The other notable part of the source is an additional `callback` parameter for the error handler. This allows us to add three characters then an equals before any JSON error thrown by the website. This appears to give us so few characters that it's useless, on the other hand it doesn't make sense unless it's part of the solution.

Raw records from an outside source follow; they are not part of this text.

PR #3795, opened 2026-02-02
mxfp4 and nvfp4: add test for packing shape conversions and fix bug

vkuzo:
Summary:

1. add test coverage for utility functions that convert between packed
   and unpacked shapes
2. fix bug uncovered by (1)

This will be useful as we add support for `aten.expand` further up the
stack.

Test Plan:

```
pytest test/prototype/mx_formats -s -x
```

PR #3797, opened 2026-02-02
make 4 bit shape calculation functions more generic

vkuzo:
Summary:

1. make the util function that gets the 4-bit packed shape from original shape
   more generic by using strides
2. delete the unused `view` op handling and the now-unused function to
   go from 4-bit packed shape to high precision shape

Test Plan:

```bash
time pytest test/prototype/mx_formats/ -s -x
```


vkuzo:
* #3798
* __->__ #3797
* #3795

PR #3801, opened 2026-02-03
[CPU] support scaled embedding bag pattern match for FP8 output

yanbing-j:
This PR is to add pattern match support for scaled embedding bag with FP8 output.

### DIFF
--- a/torchao/quantization/pt2e/inductor_passes/x86.py
+++ b/torchao/quantization/pt2e/inductor_passes/x86.py
@@ -53,20 +53,11 @@ _VIEW_METHOD_OPS = [
 ]
 
 # Dynamo/FX sometimes carries ScalarType as an int enum (e.g. 24 for float8_e4m3fn).
-# For readability and comparisons, normalize back to torch.dtype when possible using _fallback_enum_to_dtype table.
+# For readability and comparisons, normalize back to torch.dtype when possible using _fallback_enum_to_dtype table,
+# which is from https://github.com/pytorch/pytorch/blob/main/torch/headeronly/core/ScalarType.h#L103-L149.
 _fallback_enum_to_dtype: dict[int, torch.dtype] = {
-    0: torch.uint8,
-    1: torch.int8,
-    2: torch.int16,
-    3: torch.int32,
-    4: torch.int64,
-    5: torch.float16,
     6: torch.float,
-    7: torch.double,
-    11: torch.bool,
-    15: torch.bfloat16,
     24: torch.float8_e4m3fn,
-    25: torch.float8_e5m2,
 }
 
 """


torchao/quantization/pt2e/inductor_passes/x86.py
```diff
@@ -2946,10 +2952,66 @@ def scaled_embedding_bag(match: Match, *args, **kwargs):
...
+            normalized_o_dtype = _normalize_dtype(kwargs["o_dtype"])
+            output_type = normalized_o_dtype
+
+            def _extract_const_float(val) -> float | None:
+                # Prefer extracting from python scalars and FX node structure
+                if isinstance(val, (int, float, bool)):
+                    return float(val)
+                if isinstance(val, torch.fx.Node):
+                    meta_val = val.meta.get("val", None)
+                    if isinstance(meta_val, (int, float, bool)):
```
LevelDownRefine:
```suggestion
                    if isinstance(meta_val, (int, float)):
```

torchao/quantization/pt2e/inductor_passes/x86.py
```diff
@@ -2946,10 +2952,66 @@ def scaled_embedding_bag(match: Match, *args, **kwargs):
...
+                        return float(meta_val)
+                    # Common pattern: aten.full([1], fill_value, dtype=float)
+                    if val.target is torch.ops.aten.full.default and len(val.args) >= 2:
+                        fill_value = val.args[1]
+                        if isinstance(fill_value, (int, float, bool)):
```
LevelDownRefine:
```suggestion
                        if isinstance(fill_value, (int, float)):
```

test/quantization/pt2e/test_x86inductor_fusion.py
```diff
@@ -199,7 +199,15 @@ def _test_common(
                 clone_inputs = self._clone_inputs(inputs)
                 expected = mod(*inputs)
                 actual = torch.compile(mod, **compile_options)(*clone_inputs)
-                torch.testing.assert_close(actual, expected, atol=atol, rtol=rtol)
+                if inputs[0].dtype == torch.float8_e4m3fn:
```
Xia-Weiwen: Looks like we can always call `.float()` to avoid `if ... else`

torchao/quantization/pt2e/inductor_passes/x86.py
```diff
@@ -2946,10 +2952,66 @@ def scaled_embedding_bag(match: Match, *args, **kwargs):
...
-            o_scale = kwargs["o_inv_scale"]
+
+            def _normalize_dtype(dtype_or_enum: Any) -> torch.dtype | Any:
+                # Dynamo/FX sometimes carries ScalarType as an int enum (e.g. 24 for float8_e4m3fn).
+                # For readability and comparisons, normalize back to torch.dtype when possible.
+                if isinstance(dtype_or_enum, torch.dtype):
+                    return dtype_or_enum
+                if isinstance(dtype_or_enum, int):
+                    # Fallback mapping for common ScalarType enums.
+                    _fallback_enum_to_dtype: dict[int, torch.dtype] = {
```
Xia-Weiwen: Where can we find this mapping? Can we import something from pytorch to avoid defining this table here and lower the risk of potential change in the future?
If this table must be explicit defined in torchao, can we put it somewhere more common?

torchao/quantization/pt2e/inductor_passes/x86.py
```diff
@@ -2946,10 +2952,66 @@ def scaled_embedding_bag(match: Match, *args, **kwargs):
...
+                            and len(data) == 1
+                            and isinstance(data[0], (int, float))
+                        ):
+                            return float(data[0])
+                return None
+
+            o_scale_maybe = _extract_const_float(kwargs["o_inv_scale"])
+            if o_scale_maybe is None:
+                assert False, "Output scale is not a constant float."
+            o_scale = o_scale_maybe
```
```suggestion
            o_scale = _extract_const_float(kwargs["o_inv_scale"])
            assert o_scale is not None, "Output scale is not a constant float."
```

test/quantization/pt2e/test_x86inductor_fusion.py
yanbing-j: This is in `_test_common`, and may include other dtypes, like int... Can we always call `.float()` here?

torchao/quantization/pt2e/inductor_passes/x86.py
yanbing-j: The mapping can be found in https://github.com/pytorch/pytorch/blob/main/torch/headeronly/core/ScalarType.h#L103-L149. Need more investigation to import directly from pytorch. I can add TODO here.
Do you have any suggestions to put this table? I suppose it is a general requirement.

test/quantization/pt2e/test_x86inductor_fusion.py
Xia-Weiwen: I think so. It looks of low risk.

torchao/quantization/pt2e/inductor_passes/x86.py
Xia-Weiwen: I see. Since it's common, maybe it's better to put it outside the registration and have a comment explain this.

torchao/quantization/pt2e/inductor_passes/x86.py
```diff
@@ -2946,10 +2960,50 @@ def scaled_embedding_bag(match: Match, *args, **kwargs):
...
+
+            def _normalize_dtype(dtype_or_enum: Any) -> torch.dtype | Any:
+                # Dynamo/FX sometimes carries ScalarType as an int enum (e.g. 24 for float8_e4m3fn).
+                # For readability and comparisons, normalize back to torch.dtype when possible.
+                if isinstance(dtype_or_enum, torch.dtype):
+                    return dtype_or_enum
+                if isinstance(dtype_or_enum, int):
+                    # Fallback mapping for common ScalarType enums.
+                    if dtype_or_enum in _fallback_enum_to_dtype:
+                        return _fallback_enum_to_dtype[dtype_or_enum]
```
yanbing-j, line 2976: Need add assert here to filter dtypes except for float and e4m3. When encounter other dtytpes in the future, I will update accordingly.

yanbing-j:
Hi @jerryzh168 , could you please help review this PR? The CI failure is not related to PR code change.

PR #3807, opened 2026-02-03
LowBitPacking kernels on x86

JacobSzwejbka:
Summary: Buckify these AO packing kernels, add fixes to make them feature complete, and modify masking behavior to make them match arm kernel behavior. The masking is sort of weird what happens iiuc is that Arm kernels assume all values in range so it doesnt bother masking say the high bits of an input value of 4 bit quant. The cpp kernels previously masked the bits which is also sort of incorrect since it would be changing the input value (which was an invalid input anyway since it was out of range). I went ahead and removed the masking since it makes it easier to verify the kernels are correct.

Differential Revision: D91728275


metascroy:
Looks good!

I think you need to run the ao linter (ruff).

metascroy (approved):

PR #3816, opened 2026-02-04
fix torchao circular imports for BUCK

vkuzo:
Summary:

TL;DR; is:
1. the torchao import chain has gotten messy
2. https://github.com/pytorch/ao/pull/3676 broke some internal builds introducing circular import errors. I don't have a clean repro, but from the traces the errors all step from the fact that `torchao.dtype` and `torchao.quantization` import from each other in various places.

This PR attempts to eliminate (2) by ensuring that `torchao.dtypes` is always initialized first, and any imports from `torchao.dtypes` into `torchao.quantization` are done lazily. I did it this way because `torchao.dtypes` will be removed from the codebase soon.

WIP

TODO fill me out

Test Plan: CI, needs validation internally


torchao/dtypes/uintx/int4_xpu_layout.py
```diff
@@ -39,6 +38,8 @@ def _aqt_is_xpu_layout_uint4(aqt):
 
 
 def _linear_bf16_act_uint4_weight_float_zero_check(input_tensor, weight_tensor, bias):
+    from torchao.quantization.quant_primitives import ZeroPointDomain
```
andrewor14, line 41: add some comments about why we're importing it here? Otherwise I can imagine the next person coming in trying to "clean up" the code and introducing this problem again

vkuzo: this is enforced by the new `torchao/__init__.py` structure, where `dtypes` is imported before `quantization`.  Now if someone imports quantization from dtypes directly, `import torchao` will fail with a circular import error.

PR #3826, opened 2026-02-05
[Reland][X86] Re-enable some inductor-related test cases (2)

Xia-Weiwen:
Reland again since https://github.com/pytorch/ao/pull/3777 is reverted.


test/quantization/pt2e/test_x86inductor_cpp_wrapper.py
```diff
@@ -0,0 +1,295 @@
...
+        slow: bool = False
+        func_inputs: list = None
+        code_string_count: dict = {}
+        test_build_separate: bool = False
+
+    for item in [
+        BaseTest(
+            "test_qconv2d",
+            "cpu",
+            test_x86inductor_fusion.TestPatternMatcher(),
```
jerryzh168: it's probably better to put the common things in torchao.testing.pt2e instead

Xia-Weiwen: Sorry, I don't think it's common. Can you please instruct what to do? Thanks.

jerryzh168: seems these are the tests for x86_inductor, wondering why do you need 2 files? can you just merge test/quantization/pt2e/test_x86inductor_cpp_wrapper.py into test_x86_inductor_fusion.py?

Xia-Weiwen: Ok. That should work. I will do that. Thanks.

Xia-Weiwen: Hi @jerryzh168 I have updated this part. Would you mind importing it to your inner workflow to avoid any issues? Thanks.

andrewor14:
Test changes look good to me, will let @jerryzh168 do the final stamp.

I did try to import this into our internal workflows, but it's complaining that the PR was not created using ghstack so I could not import it in the end, so not sure if there's a way to test it other than just merging

test/quantization/pt2e/test_x86inductor_fusion.py
```diff
@@ -3472,6 +3277,247 @@ def matcher_check_fn():
...
+
+
+RUN_CPU = HAS_CPU and not IS_MACOS and torch.version.hip is None
+
+if RUN_CPU and torch_version_at_least("2.8.0"):
+
+    class BaseTest(NamedTuple):
+        name: str
+        device: str = "cpu"
+        tests: TestCase = TestCase()
```
jerryzh168, line 3412: nit: naming seems confusing? should this just be `test_case`?

test/quantization/pt2e/test_x86inductor_fusion.py
```diff
@@ -3472,6 +3277,247 @@ def matcher_check_fn():
...
+            item.device,
+            item.tests,
+            item.condition,
+            item.slow,
+            item.func_inputs,
+            item.code_string_count,
+            item.test_build_separate,
+        )
+
+    copy_tests(
```
jerryzh168, line 3503: seems a bit complicated, I think ideally these can be simplified, not sure if it's possible.

jerryzh168 (approved):
I feel ideally the tests can be written in a more explicitly way (i.e. no util functions to generate test case etc.)

but also this part is relatively independent and I assume maintained by intel, I think it's fine to land as well.

Xia-Weiwen:
Hi @jerryzh168 Thanks for reviewing. Since we are just moving these tests from torch to torchao, I didn't think carefully about how to simplify them and I am not sure if it's worth the effort. Intuitively, the tests for CPP wrapper are based on those for Python wrapper, so it makes sense that we create CPP wrapper cases based on Python wrapper cases. Please let me know if there is a straightforward way to simplify it that comes to you. Thanks.

Xia-Weiwen:
> Test changes look good to me, will let @jerryzh168 do the final stamp.
> 
> I did try to import this into our internal workflows, but it's complaining that the PR was not created using ghstack so I could not import it in the end, so not sure if there's a way to test it other than just merging

@andrewor14 Thanks. I will merge it later. If it breaks something internal again, please let me know.

Xia-Weiwen:
Hi @jerryzh168 I am going to merge this if you don't mind. Thanks.

jerryzh168:
@Xia-Weiwen I can try to import this to fbcode first if you are worried about this breaking fbcode CI

Xia-Weiwen:
> @Xia-Weiwen I can try to import this to fbcode first if you are worried about this breaking fbcode CI

Thanks a lot

Xia-Weiwen:
Hi @jerryzh168 How is the import going? Thanks.

jerryzh168:
@Xia-Weiwen seems OK, I think we can merge

Xia-Weiwen:
> @Xia-Weiwen seems OK, I think we can merge

Great. Thanks.

PR #3827, opened 2026-02-05
Add configurable scale dtype for `Int8Tensor`

### LINKED ISSUE #3819: How to set Int8Tensor scale dtype?
Hi, 

I'm trying to quantize a model with compute type bfloat16 and storage type Int8Tensor but precision is suboptimal as Int8Tensor.scale is in hp tensor's dtype. bfloat16 has a very small mantissa so eps is 0.0078125 which is too large to give any happy precision - lots of good bits left unused but using up space anyway. Is there a way to specify the scale dtype as float16 or even float32 without destroying performance? Performance is real good with compilation!

Any thoughts?

namgyu-youn:
**Summary**:
`Int8Tensor` used BF16 as a hard-coded scale dtype. BF16 has better range than FP16, but poor precision with only 7 mantissa bits, causing quantization accuracy loss. This PR adds configurable scale dtype to address this issue.
- Fixes #3819

**Test plan**:
pytest -sv test/quantization/quantize_/workflows/int8/test_int8_tensor.py

### DIFF
--- a/test/quantization/quantize_/workflows/int8/test_int8_tensor.py
+++ b/test/quantization/quantize_/workflows/int8/test_int8_tensor.py
@@ -418,11 +418,12 @@ class TestInt8StaticQuant(TorchAOIntegrationTestCase):
         self.assertGreater(sqnr, 40, f"SQNR too low: {sqnr}")
 
     @common_utils.parametrize("scale_dtype", [torch.float16, torch.bfloat16])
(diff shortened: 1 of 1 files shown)


jerryzh168:
@namgyu-youn since the issue is resolved now: https://github.com/pytorch/ao/issues/3819#issuecomment-3860235172 I think we don't want to land this for now to keep the feature simpler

After trying many, many image formats and payloads, finally bazumo spotted something we should have noticed much earlier. There's an injection into the `previewid` parameter of `/share`, where the error reflects our input back. For instance an input of `' + alert(1); b = {'c': "` results in:
```
{"error": "Convert exception: unable to open image `previews/' + alert(1); b = {'c': " ': No such file or directory @ error/blob.c/OpenBlob/2874"}
```
By using the weird `callback` parameter we can introduce a single quote in front of the JSON, and turn this into valid Javascript where our injection gets executed. As this response is coming from the website itself, it passes the CSP protection, and can be included in a script tag in an SVG we send the admin to win. `src` is blocked but we can use `xlink:href` on the script tag – this is valid SVG. After sending this to the admin, he gives us the flag, which is indeed what we wanted as a reward for hours of reading about the SVG format.
Included is a script [wechat_solve.py](wechat_solve.py) which automates the whole process.